Domingos’s book “The Master Algorithm: How the Quest for the Ultimate Learning Machine Will Remake Our World” is one of the books which Bill Gates recommends in order to understand Artificial Intelligence.
To get up to speed on artificial intelligence, Microsoft cofounder and philanthropist Bill Gates recommends Nick Bostrom’s Superintelligence and Pedro Domingos’s The Master Algorithm.
In the world’s top research labs and universities, the race is on to invent the ultimate learning algorithm: one capable of discovering any knowledge from data, and doing anything we want, before we even ask.
In The Master Algorithm, Pedro Domingos lifts the veil to give us a peek inside the learning machines that power Google, Amazon, and your smartphone. He assembles a blueprint for the future universal learner-the Master Algorithm-and discusses what it will mean for business, science, and society. If data-ism is today’s philosophy, this book is its bible.
Machine learning is the automation of discovery, and it is responsible for making our smartphones work, helping Netflix suggest movies for us to watch, and getting presidents elected. But there is a push to use machine learning to do even more—to cure cancer and AIDS and possibly solve every problem humanity has.
Domingos is at the very forefront of the search for the Master Algorithm, a universal learner capable of deriving all knowledge—past, present and future—from data. In this book, he lifts the veil on the usually secretive machine learning industry and details the quest for the Master Algorithm, along with the revolutionary implications such a discovery will have on our society.

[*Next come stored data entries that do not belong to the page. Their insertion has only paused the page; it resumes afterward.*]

PR #66, opened 2017-03-06
Corrected JSON structure of RabbitMQ message

TWestling:
The found indications was only a single indication,
it is now a list.
Also, the ID of the failure cause was the key of each
failure cause, it has been moved inside the failure cause
structure.

### DIFF
--- a/src/main/java/com/sonyericsson/jenkins/plugins/bfa/providers/FailureCauseProvider.java
+++ b/src/main/java/com/sonyericsson/jenkins/plugins/bfa/providers/FailureCauseProvider.java
@@ -28,6 +28,7 @@ import com.sonyericsson.jenkins.plugins.bfa.model.FoundFailureCause;
 import com.sonyericsson.jenkins.plugins.bfa.model.indication.FoundIndication;
 import hudson.Extension;
 import hudson.model.Run;
+import net.sf.json.JSONArray;
 import net.sf.json.JSONObject;
 import com.sonymobile.jenkins.plugins.mq.mqnotifier.providers.MQDataProvider;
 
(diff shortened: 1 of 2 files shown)


src/main/java/com/sonyericsson/jenkins/plugins/bfa/providers/FailureCauseProvider.java
```diff
@@ -46,19 +47,22 @@ public void provideCompletedRunData(Run run, JSONObject json) {
...
+                failureCauseJSON.put("id", foundFailureCause.getId());
                 failureCauseJSON.put("name", foundFailureCause.getName());
                 failureCauseJSON.put("description", foundFailureCause.getDescription());
                 failureCauseJSON.put("categories", foundFailureCause.getCategories());
-                JSONObject foundIndicationsJSON = new JSONObject();
+                JSONArray foundIndicationsJSON = new JSONArray();
                 for (FoundIndication ind : foundFailureCause.getIndications()) {
-                    foundIndicationsJSON.put("pattern", ind.getPattern());
-                    foundIndicationsJSON.put("matchingString", ind.getMatchingString());
+                    JSONObject foundIndicationJSON = new JSONObject();
```
rsandell: _nit_ With just the difference of an `s` in the variable name it makes it a bit hard to read.

rsandell: And the use of `JSON` in the name feels very redundant.

TWestling: I can agree on the naming, I'll add a new commit.

TWestling: @rsandell I feel like having JSON in the name makes it a little more easy to read since I am dealing with actual foundFailureCauses as well as json objects containing information from failurecauses/indications. I'll keep the "JSON" but make it more clear which ones are arrays and which ones are not.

Domingos writes: “If it exists, the Master Algorithm can derive all knowledge in the world—past, present, and future—from data. Inventing it would be one of the greatest advances in the history of science.”
Pedro Domingos is a professor of computer science at the University of Washington and the author of “The Master Algorithm”. He is a winner of the SIGKDD Innovation Award, the highest honor in data science. He is a Fellow of the Association for the Advancement of Artificial Intelligence, and has received a Fulbright Scholarship, a Sloan Fellowship, the National Science Foundation’s CAREER Award, and numerous best paper awards.

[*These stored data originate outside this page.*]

PR #70, opened 2017-05-17
Specify the unit for the log size maximum (MB according to the code)

dcoraboeuf:
The maximum log size is very useful must the unit being used was not clear. I've added the unit in the description of the field.


dcoraboeuf:
Done :) It should indeed be better

PR #73, opened 2017-09-04
Add statsd logging

JeanFred:
At @Arachnys we have been happily using BuildFailureAnalyzer (for about a year I think). We wanted to gain better insight on our failures using statistics, however the setup using MongoDB did not fit our needs.

This pull-request adds an option to send metrics to a Statsd server (where it can eg be flushed to Graphite).

We have been using our fork for several months now and are happy with it. We would love to see this upstreamed!

Let us know if there are changes to be made. As developer of this, @cedric-cordenier can chime-in too.

### DIFF
--- a/pom.xml
+++ b/pom.xml
@@ -196,6 +196,11 @@
             <version>1.2</version>
             <optional>true</optional>
         </dependency>
+        <dependency>
+            <groupId>com.timgroup</groupId>
+            <artifactId>java-statsd-client</artifactId>
+            <version>3.0.1</version>
+        </dependency>
         <!-- Test dependencies -->
         <dependency>
             <groupId>org.jenkins-ci.plugins.workflow</groupId>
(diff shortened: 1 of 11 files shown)


JeanFred:
Is there anything I can do to help this move forward?

JeanFred:
Thank you for the review @rsandell.

I will double check with @cedric-cordenier but I don’t believe we removed any existing features?
We created an abstract class `LoggingWork`, with the formerly-known `LoggingWork` renamed `KbLoggingWork` inheriting from it, alongside our new `StatsdLoggingWork`.

rsandell:
OK, I'll see if I can get some time to re-read the code, I only did a quick sweep

JeanFred:
Rebased this on top of current master.

JeanFred:
@rsandell Do you think this could potentially make it to the upstream? What would need to happen for this?

rsandell:
@JeanFred take a look at [the metrics plugin](https://wiki.jenkins.io/display/JENKINS/Metrics+Plugin) and see if you can make an integration with that on the file based knowledge base instead (should be made as an optional dependency somehow). You will get a lot out of the box there and also other users can choose their own backend.

rsandell:
Most likely superseded by #141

He received his Ph.D. from the University of California at Irvine and is the author or co-author of over 200 technical publications. He has held visiting positions at Stanford, Carnegie Mellon, and MIT. He co-founded the International Machine Learning Society in 2001. His research spans a wide variety of topics in machine learning, artificial intelligence, and data science, including scaling learning algorithms to big data, maximizing word of mouth in social networks, unifying logic and probability, and deep learning.